===== Data provided

Issue #1532, opened 2022-05-04
Add tool category to tool sheet header rather than generic "Tool"


arbron:
If a tool is selected within a certain category such as `"Musical Instrument"` or `"Artisans' Tools"`, that category should be displayed in the tool sheet header rather than the generic `"Tool"` that always displays now.

kaelad02:
Are you referring to the item type that's in the upper-right corner of the item sheet?

![image](https://user-images.githubusercontent.com/19502084/174918723-3af9c0f9-61ac-4bdf-a5b8-941e3629c8b8.png)

If so, then changing that sounds like a bad idea to me. Other item types have subtypes (e.g. equipment and weapons) and they show their subtypes to the left of the Rarity.

![image](https://user-images.githubusercontent.com/19502084/174918795-0110dbf5-c5d3-4c18-8b31-07f89f2ecb0f.png)

Updating the tool sheet to show the tool type like the second screenshot makes sense to me. It'd be consistent with what some of the other item types look like.

arbron:
This is the screenshot from the old MR created by @jeremyregnerus which I hope will eventually be recreated on GitHub:

![image](https://user-images.githubusercontent.com/19979839/175064302-4ec222b8-c01f-43aa-82dc-363cba2e82b9.png)

PR #1637, opened 2022-07-13
[#1532] Displaying toolType in tool sheet header + adding general toolType

djinnstar:
[possible solution to #1532]

This PR adds the tool's type [from among Artisan's, Musical Instrument, or Gaming Set] to the tool sheet's header. 

The first commit (3060096a825fa922b4cc80cea0914b0c9228284a) is just a few lines that accomplishes this goal, BUT it leaves a white space in the header for "general tools" not in those 3 categories. 

Removing the white space in the header would require either some sort of conditional logic in-place to remove the white space (kinda gross), or filling that space with a generic type. So:

The second commit (9adaf613adba901b8f5f15416b98f768c1b366be) adds a fourth toolType, called "General Tool", so that every tool has a toolType - so that space in the header is always filled. 

Warning: the second commit is opinionated™ - the SRD rules neither confirm nor deny that non-artisan, non-musical, non-gaming tools fall under an umbrella category, but this commit adds an umbrella category to make tool data more unified and asserts that the category is called "General Tool".

If people are opposed to this opinion, we could either keep just commit 1 (so no umbrella category) or we could rename the umbrella category to something more preferable, maybe like "Miscellaneous Tool".

### DIFF
--- a/templates/items/tool.html
+++ b/templates/items/tool.html
@@ -16,12 +16,15 @@
 
             <ul class="summary flexrow">
                 <li>
-                    <select name="system.rarity">
-                        {{selectOptions config.itemRarity selected=system.rarity blank=""}}
+                    {{lookup config.toolTypes data.toolType }}
+                </li>
+                <li>
+                    <select name="data.rarity">
+                        {{selectOptions config.itemRarity selected=data.rarity blank="&nbsp;"}}
                     </select>
                 </li>
                 <li>
-                    <input type="text" name="system.source" value="{{system.source}}" placeholder="{{ localize 'DND5E.Source' }}"/>
+                    <input type="text" name="data.source" value="{{data.source}}" placeholder="{{ localize 'DND5E.Source' }}"/>
                 </li>
             </ul>
         </div>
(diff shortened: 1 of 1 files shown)


arbron:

==========

▶ _Problem_:
Retrieve every line above holding the word "selected".

▶ _Exercise response_:
If a tool is selected within a certain category such as `"Musical Instrument"` or `"Artisans' Tools"`, that category should be displayed in the tool sheet header rather than the generic `"Tool"` that always displays now.
-                        {{selectOptions config.itemRarity selected=system.rarity blank=""}}
+                        {{selectOptions config.itemRarity selected=data.rarity blank="&nbsp;"}}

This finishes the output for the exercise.